US Government documents show US CDC delayed disclosing likely COVID-19 animal spillover event
Thousands of pages of U.S. government documents showed that the U.S. Centers for Disease Control and Prevention (CDC) had delayed for months publicly disclosing a suspected COVID-19 animal-to-human spillover event in Michigan in late 2020, according to a detailed report by National Geographic.
These documents include emails between the CDC and Michigan public health officials and provide the first “behind-the-scenes look” at the CDC’s investigation into the suspected COVID-19 mink-to-human spillover event, said the report.
The documents and the CDC’s statements in response make clear the CDC was aware that mink on a fur farm in Michigan may have infected humans at least three months before it “quietly” updated its website in March 2021, according to the report.

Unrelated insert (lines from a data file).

PR #560, opened 2026-03-18
feat: skip compile/load of unmodified PTX to reduce CUDA attach latency

yunwei37:
## Summary

This change reduces CUDA attach latency by only compiling and loading PTX files that were actually modified by the pass pipeline. Previously, every extracted PTX file went through compile and module-load even when the pass pipeline left it unchanged.

The implementation now propagates a per-PTX modified flag out of the patch pipeline, filters compile/load work down to modified entries, adds timing instrumentation for extract/patch/compile/load stages, and enables the required `llvm-vm` support when CUDA attach is enabled.

## Benchmarks

| Metric | Baseline | Optimized | Delta |
| --- | ---: | ---: | ---: |
| First cold fatbin | 27.9s | 5.6s | -80.0% |
| PTX compile | 21.2s | 0.17s | -99.2% |
| Fatbins 3..48 mean | 210ms | 123ms | -41.5% |

Tested on `llama.cpp` 1B with RTX 5090 on CUDA 12.9.

## Review Fixes Applied

- Added thread-safe access around `ptx_pool` and `module_pool`, plus per-fatbin `load_mutex` serialization to avoid duplicate compile/load races.
- Kept `ptx_loaded` handling aligned with the filtered load path so modified PTX modules are still marked as loaded exactly once per fatbin/device flow.

## Notes

- Probe hit behavior is a pre-existing issue and is not introduced by this optimization.
- Issue: #552

### DIFF
--- a/attach/nv_attach_impl/README-passes.md
+++ b/attach/nv_attach_impl/README-passes.md
@@ -41,22 +41,17 @@ bash example/gpu/cuda-counter/run_nv_ptx_passes.sh
   - To drive the pass order and subset via JSON configuration, set the `BPFTIME_PTXPASS_DIR` environment variable to a directory containing `*.json` configuration files. The log should print "Discovered <N> pass definitions from <dir>".
   - If the log shows "Discovered 0 pass definitions...", the system will use a fallback process (which can still complete the injection and repackaging). Check the run logs to confirm that `hack_fatbin` has been executed.
 
-### Pass Host ABI And Metadata JSON
+### Pass Standalone Executable & Configuration (JSON-only I/O)
 - **Path:** `attach/nv_attach_impl/pass/ptxpass_*`
-  - The shared-library entry point is:
-
-    ```cpp
-    int process_input(const char *ptx_text, size_t ptx_len,
-                      const char *meta_json, int meta_len,
-                      char *output, int output_len);
-    ```
-
-  - `ptx_text`/`ptx_len` carries the raw PTX blob directly and is not JSON-encoded.
-  - `meta_json` contains only small request metadata:
-    - `to_patch_kernel`
-    - `global_ebpf_map_info_symbol` (defaults to `map_info`)
-    - `ebpf_communication_data_symbol` (defaults to `constData`)
-    - `ebpf_instructions`
-  - The JSON response always includes `modified`; `output_ptx` is included only when the pass actually rewrites PTX.
-  - Legacy callers that still embed `input.full_ptx` in the metadata JSON can still be parsed by the shared core helpers, but the framework no longer emits that format.
-- **Default JSON configurations** are located at: `attach/nv_attach_impl/configs/ptxpass/*.json` (these can be copied to a custom directory and specified via `BPFTIME_PTXPASS_DIR`). 
+  - All passes communicate via JSON-structured data through stdin/stdout (plain text PTX is no longer accepted):
+    - **Input (stdin):**
+      - `full_ptx`: string, the complete PTX to be processed.
+      - `to_patch_kernel`: string, the name of the target kernel (optional).
+      - `global_ebpf_map_info_symbol`: string, defaults to `map_info`.
+      - `ebpf_communication_data_symbol`: string, defaults to `constData`.
+      - Other pass-specific fields (e.g., `source_symbol`, `copy_bytes`, `align_bytes` for memcapture).
+    - **Output (stdout):**
+      - `output_ptx`: string, the transformed PTX (an empty string or omitted field indicates no modifications).
+  - The `PTX_ATTACH_POINT` environment variable is passed to specify the current attachment point being processed.
+  - **Note:** Stdin only accepts JSON. Non-JSON input will cause the program to error out and exit immediately.
+- **Default JSON configurations** are located at: `attach/nv_attach_impl/configs/ptxpass/*.json` (these can be copied to a custom directory and specified via `BPFTIME_PTXPASS_DIR`).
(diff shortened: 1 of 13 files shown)


yunwei37:
Reviewed `25c3c10..1b60bc3` against the CUDA attach latency checklist.

No blocking correctness issues found.

- `modified_ptx` filtering in `try_loading_ptxs_for_device()` looks correct for multiple probes targeting different kernels in the same PTX/fatbin. `hack_fatbin()` produces one final PTX per input file and marks that file modified if any pass changed it, so the whole PTX stays in the compile/load set.
- The framework-level `ptx_may_contain_target_kernel()` pre-filter in `hack_fatbin()` is safe with `current_ptx` for the passes in this PR. Each pass consumes the PTX emitted by the previous pass, and the current transforms preserve untouched kernel definitions, so later kernel checks still see the remaining targets. The inline comment also explains why this logic is duplicated at the framework layer: to avoid JSON serialization and request-hash overhead for unrelated PTX blobs.
- The pass-level early return does serialize the original PTX back via `emit_runtime_response_and_return(full_ptx, false)`. `snprintf(output, length, ...)` is bounded, so this does not create a buffer overflow. The remaining risk is truncation if `length` is too small, but that is pre-existing in the normal success path as well and is not introduced by the new fast-path.
- Locking looks consistent. `load_mutex` is taken first at fatbin scope, and the new pool mutexes are only taken inside that flow; I did not find an inverse acquisition order that would deadlock. The same fatbin loading on multiple devices is therefore serialized per-fatbin rather than raced.
- `ptx_loaded = true` is still correct when every PTX is unmodified: it now means the load/patch decision for that fatbin/device completed, not that patched modules necessarily exist. The registration path still falls back to the original CUDA registration when no patched module contains the symbol.
- Timing logs are consistent enough to grep by the `GPU attach timing:` prefix. A parser can extract them today with phase-specific regexes. If we later want a single generic machine parser, switching these to a key=value schema would make that more robust, but I would treat that as non-blocking.
- I did not find formatting-only churn or unnecessary refactors in the CUDA attach code. The `vm/compat/CMakeLists.txt` change looks justified because CUDA attach links against the LLVM-based VM pieces even when `BPFTIME_LLVM_JIT` is otherwise disabled.
- Edge cases checked: empty `kernel` is handled by returning `true`; empty `hook_entries` leaves all PTX unmodified and skips compile/load; same-fatbin multi-device loads are serialized by `load_mutex`.

Local verification:
- Built `bpftime_nv_attach_tests`
- Ran `./build/attach/nv_attach_impl/test/bpftime_nv_attach_tests` successfully (`102 assertions in 24 test cases`)

No code changes required from this review.

yunwei37:
Reviewed the full \ diff against the minimal-necessary-change criteria.

Reverted:
- \: documentation-only update, not required for the optimization or new ABI to work.
- \: moved \ construction back inside the kernel loop; the hoist was a small micro-optimization/churn item, not required for correctness or the main latency win.

Kept:
- \, \, the 3 pass entrypoints, and the unit-test updates: required for the pass ABI split (raw PTX + metadata JSON), modified/unmodified response handling, correct cache-keying, and skipping compile/load for unmodified PTX.
- \: required for skip-compile/load on unmodified PTX, attach timing instrumentation, and mutex coverage for \, \, and per-fatbin load serialization.
- \: kept the timing logs; kept WARN->DEBUG demotion because the new expected "symbol not present in a patched module" path would otherwise spam warnings when original CUDA registration is intentionally retained.
- \: required when \ and \; CUDA attach still depends on \, so this is not cosmetic.
- \: kept because the pass-internal fast path is still active in all 3 passes. The helper is small and avoids duplicating the same pre-check in each pass.

No other formatting-only or cosmetic churn stood out as worth reverting after the above two changes.

Resulting diff vs base is now 12 files, +503/-154.

Validation:
- \: passed.
- \: passed (108 assertions in 24 test cases).
- \ run: the optimization path behaved as expected. First large fatbin showed extract 521 ms, patch 104 ms for 120 PTX files with 1 modified, compile 166 ms for 1 PTX, module load 1 ms, total attach 272 ms. Repeated later fatbins showed the intended fast path: \ for unmodified PTX and \.
- The exact \ command exited 124. Target log reached \ and the loader-side \ counters stayed 0 throughout the run, so functional verification is inconclusive with that timeout and did not demonstrate the probe firing.

yunwei37:
Reviewed the full `25c3c10..HEAD` diff against the minimal-necessary-change criteria.

Reverted:
- `attach/nv_attach_impl/README-passes.md`: documentation-only update, not required for the optimization or new ABI to work.
- `attach/nv_attach_impl/nv_attach_impl.cpp`: moved `ebpf_inst_words` construction back inside the kernel loop; the hoist was a small micro-optimization/churn item, not required for correctness or the main latency win.

Kept:
- `attach/nv_attach_impl/nv_attach_impl.cpp/.hpp`, `ptxpass_core`, the 3 pass entrypoints, and the unit-test updates: required for the pass ABI split (raw PTX + metadata JSON), modified/unmodified response handling, correct cache-keying, and skipping compile/load for unmodified PTX.
- `attach/nv_attach_impl/nv_attach_fatbin_record.cpp/.hpp`: required for skip-compile/load on unmodified PTX, attach timing instrumentation, and mutex coverage for `ptx_pool`, `module_pool`, and per-fatbin load serialization.
- `attach/nv_attach_impl/nv_attach_impl_frida_setup.cpp`: kept the timing logs; kept WARN->DEBUG demotion because the new expected "symbol not present in a patched module" path would otherwise spam warnings when original CUDA registration is intentionally retained.
- `vm/compat/CMakeLists.txt`: required when `BPFTIME_ENABLE_CUDA_ATTACH=1` and `BPFTIME_LLVM_JIT=0`; CUDA attach still depends on `llvmbpf_vm`, so this is not cosmetic.
- `ptx_may_contain_target_kernel()`: kept because the pass-internal fast path is still active in all 3 passes. The helper is small and avoids duplicating the same pre-check in each pass.

No other formatting-only or cosmetic churn stood out as worth reverting after the above two changes.

Resulting diff vs base is now 12 files, +503/-154.

Validation:
- `cmake --build build -j$(nproc)`: passed.
- `./build/attach/nv_attach_impl/test/bpftime_nv_attach_tests`: passed (108 assertions in 24 test cases).
- `llama.cpp` run: the optimization path behaved as expected. First large fatbin showed extract 521 ms, patch 104 ms for 120 PTX files with 1 modified, compile 166 ms for 1 PTX, module load 1 ms, total attach 272 ms. Repeated later fatbins showed the intended fast path: `Skipping PTX compile/load` for unmodified PTX and `PTX compile took 0-2 ms`.
- The exact `timeout 120s` command exited 124. Target log reached `ggml_cuda_init` and the loader-side `threadhist` counters stayed 0 throughout the run, so functional verification is inconclusive with that timeout and did not demonstrate the probe firing.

Emails show Michigan public health officials formally requested the CDC’s help in handling the suspected spillover on October 8, 2020, after the state confirmed that mink on a fur farm were infected. Within days, the CDC sent four veterinary epidemiologists to Michigan. The team took virus samples from mink at the farm and people in the surrounding area to investigate how the virus spread.
Ultimately, genome analyses of virus samples from two mink-farm workers and two people with no known connection to mink showed infection with a unique coronavirus variant previously identified in mink and mink-to-human transmission in Europe, the emails revealed.
The CDC did not make a formal public announcement of the findings and only “quietly” updated its website in March 2021. Thus the issue did not get much attention from the media and the public.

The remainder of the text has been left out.